YOUR GOAL:
Reproduce the records below exactly, but only between the lines holding "-6193,6 +6193,16 @@" and "while using xkore", inclusive.

MATERIAL FOR THIS EXERCISE:
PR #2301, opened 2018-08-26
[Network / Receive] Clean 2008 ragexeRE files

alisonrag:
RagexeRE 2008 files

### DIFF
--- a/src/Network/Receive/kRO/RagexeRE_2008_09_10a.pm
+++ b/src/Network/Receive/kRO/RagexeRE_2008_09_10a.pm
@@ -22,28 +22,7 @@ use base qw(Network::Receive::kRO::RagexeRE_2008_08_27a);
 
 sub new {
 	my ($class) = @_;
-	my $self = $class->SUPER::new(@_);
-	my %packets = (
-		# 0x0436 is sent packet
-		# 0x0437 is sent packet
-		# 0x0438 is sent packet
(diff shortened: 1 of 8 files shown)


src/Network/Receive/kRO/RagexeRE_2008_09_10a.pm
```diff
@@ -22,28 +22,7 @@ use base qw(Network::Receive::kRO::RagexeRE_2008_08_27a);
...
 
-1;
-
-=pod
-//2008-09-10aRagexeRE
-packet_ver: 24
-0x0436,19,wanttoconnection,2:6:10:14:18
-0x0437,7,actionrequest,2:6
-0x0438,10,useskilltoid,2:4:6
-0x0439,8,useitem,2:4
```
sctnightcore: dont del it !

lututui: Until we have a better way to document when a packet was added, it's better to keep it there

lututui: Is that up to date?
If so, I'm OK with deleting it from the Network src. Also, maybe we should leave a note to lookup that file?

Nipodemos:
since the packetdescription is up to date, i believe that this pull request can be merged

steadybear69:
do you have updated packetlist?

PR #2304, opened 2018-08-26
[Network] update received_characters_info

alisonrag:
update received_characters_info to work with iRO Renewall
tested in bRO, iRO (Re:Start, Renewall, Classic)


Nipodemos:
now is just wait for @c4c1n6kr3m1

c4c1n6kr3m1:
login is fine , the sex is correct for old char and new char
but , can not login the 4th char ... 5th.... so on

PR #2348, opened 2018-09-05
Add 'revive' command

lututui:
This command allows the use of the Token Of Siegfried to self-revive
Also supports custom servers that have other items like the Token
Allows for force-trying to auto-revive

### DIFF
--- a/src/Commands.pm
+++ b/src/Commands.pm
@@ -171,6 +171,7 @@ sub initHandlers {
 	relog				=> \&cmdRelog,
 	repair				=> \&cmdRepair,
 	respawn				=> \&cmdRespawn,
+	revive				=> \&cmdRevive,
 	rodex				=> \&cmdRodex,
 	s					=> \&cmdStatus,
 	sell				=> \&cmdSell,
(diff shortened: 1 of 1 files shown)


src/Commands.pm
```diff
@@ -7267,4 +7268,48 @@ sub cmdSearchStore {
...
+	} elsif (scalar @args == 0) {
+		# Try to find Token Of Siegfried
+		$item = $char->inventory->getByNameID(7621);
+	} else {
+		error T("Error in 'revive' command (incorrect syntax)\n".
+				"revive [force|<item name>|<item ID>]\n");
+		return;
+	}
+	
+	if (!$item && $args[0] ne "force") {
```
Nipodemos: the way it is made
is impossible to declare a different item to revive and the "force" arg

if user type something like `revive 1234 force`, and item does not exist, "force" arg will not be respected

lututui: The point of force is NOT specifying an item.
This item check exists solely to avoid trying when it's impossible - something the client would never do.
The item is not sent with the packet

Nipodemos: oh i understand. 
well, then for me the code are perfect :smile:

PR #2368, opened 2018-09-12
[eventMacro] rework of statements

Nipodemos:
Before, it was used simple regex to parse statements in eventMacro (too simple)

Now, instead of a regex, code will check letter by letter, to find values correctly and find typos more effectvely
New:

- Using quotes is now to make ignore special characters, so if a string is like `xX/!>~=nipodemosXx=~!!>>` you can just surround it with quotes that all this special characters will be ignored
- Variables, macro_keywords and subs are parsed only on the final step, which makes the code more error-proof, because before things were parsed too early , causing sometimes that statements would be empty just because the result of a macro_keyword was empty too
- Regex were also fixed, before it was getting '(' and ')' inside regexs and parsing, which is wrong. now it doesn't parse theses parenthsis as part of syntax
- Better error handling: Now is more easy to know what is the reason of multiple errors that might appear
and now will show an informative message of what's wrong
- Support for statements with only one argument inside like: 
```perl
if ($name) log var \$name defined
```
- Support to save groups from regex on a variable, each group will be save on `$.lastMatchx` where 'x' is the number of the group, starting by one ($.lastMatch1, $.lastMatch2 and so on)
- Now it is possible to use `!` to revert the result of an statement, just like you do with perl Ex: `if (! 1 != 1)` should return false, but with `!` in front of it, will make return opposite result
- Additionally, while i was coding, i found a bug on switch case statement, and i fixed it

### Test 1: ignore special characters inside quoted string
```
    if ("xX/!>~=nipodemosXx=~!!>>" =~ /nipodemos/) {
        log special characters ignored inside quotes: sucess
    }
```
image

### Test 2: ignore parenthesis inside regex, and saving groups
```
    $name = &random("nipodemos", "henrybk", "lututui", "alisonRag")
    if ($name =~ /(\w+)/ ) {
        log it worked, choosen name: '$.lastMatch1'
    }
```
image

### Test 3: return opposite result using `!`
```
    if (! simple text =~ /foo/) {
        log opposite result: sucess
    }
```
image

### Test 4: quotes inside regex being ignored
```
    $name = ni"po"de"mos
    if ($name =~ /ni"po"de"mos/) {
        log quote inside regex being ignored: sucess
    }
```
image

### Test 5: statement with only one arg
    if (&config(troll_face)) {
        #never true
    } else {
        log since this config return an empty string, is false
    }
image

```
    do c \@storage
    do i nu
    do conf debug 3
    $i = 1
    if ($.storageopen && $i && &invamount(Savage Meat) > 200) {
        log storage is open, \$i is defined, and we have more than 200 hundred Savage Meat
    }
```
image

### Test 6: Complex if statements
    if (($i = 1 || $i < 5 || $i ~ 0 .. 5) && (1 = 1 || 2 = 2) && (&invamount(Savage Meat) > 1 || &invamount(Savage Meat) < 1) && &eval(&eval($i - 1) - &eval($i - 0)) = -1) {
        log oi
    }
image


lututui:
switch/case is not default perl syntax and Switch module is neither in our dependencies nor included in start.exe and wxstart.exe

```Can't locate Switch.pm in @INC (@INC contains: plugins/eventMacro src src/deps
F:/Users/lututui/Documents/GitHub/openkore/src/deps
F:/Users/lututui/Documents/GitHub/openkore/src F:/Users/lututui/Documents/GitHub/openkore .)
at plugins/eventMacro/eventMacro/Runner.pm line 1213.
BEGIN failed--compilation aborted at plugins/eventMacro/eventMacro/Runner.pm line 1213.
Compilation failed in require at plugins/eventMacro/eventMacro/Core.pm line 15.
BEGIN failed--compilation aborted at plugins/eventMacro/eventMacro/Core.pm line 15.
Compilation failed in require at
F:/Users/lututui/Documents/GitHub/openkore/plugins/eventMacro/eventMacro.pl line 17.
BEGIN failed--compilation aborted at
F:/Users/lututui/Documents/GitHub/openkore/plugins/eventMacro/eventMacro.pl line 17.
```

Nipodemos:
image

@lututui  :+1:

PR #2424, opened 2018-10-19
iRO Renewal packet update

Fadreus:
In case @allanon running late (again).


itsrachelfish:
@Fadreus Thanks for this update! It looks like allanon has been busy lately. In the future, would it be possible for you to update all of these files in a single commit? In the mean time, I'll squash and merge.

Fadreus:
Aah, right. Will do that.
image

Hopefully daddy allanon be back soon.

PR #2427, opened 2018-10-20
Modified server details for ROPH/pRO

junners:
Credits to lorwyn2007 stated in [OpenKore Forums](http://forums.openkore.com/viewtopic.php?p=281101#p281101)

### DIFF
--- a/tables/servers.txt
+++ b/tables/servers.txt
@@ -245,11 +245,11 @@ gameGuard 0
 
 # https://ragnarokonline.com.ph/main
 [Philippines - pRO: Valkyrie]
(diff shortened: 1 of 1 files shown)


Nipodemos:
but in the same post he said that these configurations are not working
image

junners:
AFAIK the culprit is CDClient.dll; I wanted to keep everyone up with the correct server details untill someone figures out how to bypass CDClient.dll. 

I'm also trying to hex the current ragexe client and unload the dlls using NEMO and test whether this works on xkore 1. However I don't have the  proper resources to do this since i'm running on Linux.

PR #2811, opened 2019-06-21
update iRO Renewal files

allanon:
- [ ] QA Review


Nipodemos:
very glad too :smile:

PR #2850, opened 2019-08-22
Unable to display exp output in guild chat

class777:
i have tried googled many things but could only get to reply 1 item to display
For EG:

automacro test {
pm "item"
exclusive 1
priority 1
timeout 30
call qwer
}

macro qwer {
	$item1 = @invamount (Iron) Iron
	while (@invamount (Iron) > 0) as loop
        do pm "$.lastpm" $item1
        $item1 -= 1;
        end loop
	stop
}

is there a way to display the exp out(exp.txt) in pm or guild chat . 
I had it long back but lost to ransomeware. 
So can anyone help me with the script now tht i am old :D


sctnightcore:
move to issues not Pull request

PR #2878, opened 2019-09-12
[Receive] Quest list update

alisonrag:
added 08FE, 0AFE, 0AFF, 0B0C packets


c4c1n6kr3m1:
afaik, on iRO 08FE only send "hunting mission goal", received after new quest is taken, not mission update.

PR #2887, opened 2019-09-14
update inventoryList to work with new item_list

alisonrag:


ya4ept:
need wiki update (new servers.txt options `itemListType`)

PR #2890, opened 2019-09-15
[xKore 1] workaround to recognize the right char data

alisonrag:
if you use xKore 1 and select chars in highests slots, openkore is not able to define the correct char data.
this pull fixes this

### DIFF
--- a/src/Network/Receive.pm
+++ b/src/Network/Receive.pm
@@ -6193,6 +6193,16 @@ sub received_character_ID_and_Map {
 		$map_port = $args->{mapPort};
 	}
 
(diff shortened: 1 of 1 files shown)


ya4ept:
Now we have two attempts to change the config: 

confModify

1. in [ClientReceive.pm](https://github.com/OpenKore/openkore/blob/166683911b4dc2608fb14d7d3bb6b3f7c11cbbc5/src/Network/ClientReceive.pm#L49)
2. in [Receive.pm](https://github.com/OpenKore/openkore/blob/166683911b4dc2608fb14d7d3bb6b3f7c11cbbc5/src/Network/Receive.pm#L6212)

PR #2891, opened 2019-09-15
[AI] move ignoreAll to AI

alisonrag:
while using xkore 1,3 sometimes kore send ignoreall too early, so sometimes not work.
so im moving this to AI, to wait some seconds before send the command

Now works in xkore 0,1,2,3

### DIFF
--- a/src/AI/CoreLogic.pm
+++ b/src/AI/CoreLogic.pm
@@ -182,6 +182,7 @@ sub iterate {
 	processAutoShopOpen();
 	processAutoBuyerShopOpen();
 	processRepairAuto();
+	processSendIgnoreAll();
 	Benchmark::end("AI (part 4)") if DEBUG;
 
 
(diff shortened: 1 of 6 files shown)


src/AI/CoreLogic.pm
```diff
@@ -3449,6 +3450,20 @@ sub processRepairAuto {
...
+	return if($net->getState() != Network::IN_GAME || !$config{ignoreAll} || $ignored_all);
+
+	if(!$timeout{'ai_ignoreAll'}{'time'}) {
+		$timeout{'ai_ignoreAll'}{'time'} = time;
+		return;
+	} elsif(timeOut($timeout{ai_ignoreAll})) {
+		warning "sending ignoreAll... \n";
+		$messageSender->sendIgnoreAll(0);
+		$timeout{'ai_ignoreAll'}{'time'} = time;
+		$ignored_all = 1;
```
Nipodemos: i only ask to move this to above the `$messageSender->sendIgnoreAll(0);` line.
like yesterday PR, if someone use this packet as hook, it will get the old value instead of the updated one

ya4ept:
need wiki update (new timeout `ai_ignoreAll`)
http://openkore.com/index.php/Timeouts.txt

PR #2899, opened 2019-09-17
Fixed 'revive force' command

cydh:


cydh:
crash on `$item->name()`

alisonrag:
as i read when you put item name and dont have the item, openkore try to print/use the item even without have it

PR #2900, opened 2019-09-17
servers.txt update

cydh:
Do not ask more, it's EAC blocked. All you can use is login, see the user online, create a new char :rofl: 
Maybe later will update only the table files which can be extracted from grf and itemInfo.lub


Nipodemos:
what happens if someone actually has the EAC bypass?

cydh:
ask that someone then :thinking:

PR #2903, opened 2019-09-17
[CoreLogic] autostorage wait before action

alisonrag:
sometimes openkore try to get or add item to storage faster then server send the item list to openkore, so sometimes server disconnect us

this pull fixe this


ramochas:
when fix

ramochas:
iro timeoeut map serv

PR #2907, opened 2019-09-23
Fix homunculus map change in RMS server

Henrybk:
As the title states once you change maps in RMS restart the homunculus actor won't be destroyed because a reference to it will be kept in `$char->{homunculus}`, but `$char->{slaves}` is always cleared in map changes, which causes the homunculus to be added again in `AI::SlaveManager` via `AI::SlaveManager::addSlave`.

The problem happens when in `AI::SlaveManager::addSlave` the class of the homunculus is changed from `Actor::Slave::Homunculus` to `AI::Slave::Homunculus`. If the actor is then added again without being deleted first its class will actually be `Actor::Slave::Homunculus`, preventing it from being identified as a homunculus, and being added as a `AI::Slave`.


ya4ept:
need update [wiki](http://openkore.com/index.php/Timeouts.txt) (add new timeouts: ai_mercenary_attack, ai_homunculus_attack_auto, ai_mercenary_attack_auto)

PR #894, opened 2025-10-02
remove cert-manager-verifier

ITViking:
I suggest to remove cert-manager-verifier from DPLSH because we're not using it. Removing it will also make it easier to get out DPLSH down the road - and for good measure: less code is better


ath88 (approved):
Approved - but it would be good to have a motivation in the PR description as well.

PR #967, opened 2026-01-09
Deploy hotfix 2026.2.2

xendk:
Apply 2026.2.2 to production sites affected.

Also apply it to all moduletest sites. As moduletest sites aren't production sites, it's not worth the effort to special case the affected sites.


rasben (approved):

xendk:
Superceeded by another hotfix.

TASK RESULT:
@@ -6193,6 +6193,16 @@ sub received_character_ID_and_Map {
 		$map_port = $args->{mapPort};
 	}
 
(diff shortened: 1 of 1 files shown)


ya4ept:
Now we have two attempts to change the config: 

confModify

1. in [ClientReceive.pm](https://github.com/OpenKore/openkore/blob/166683911b4dc2608fb14d7d3bb6b3f7c11cbbc5/src/Network/ClientReceive.pm#L49)
2. in [Receive.pm](https://github.com/OpenKore/openkore/blob/166683911b4dc2608fb14d7d3bb6b3f7c11cbbc5/src/Network/Receive.pm#L6212)

PR #2891, opened 2019-09-15
[AI] move ignoreAll to AI

alisonrag:
while using xkore 1,3 sometimes kore send ignoreall too early, so sometimes not work.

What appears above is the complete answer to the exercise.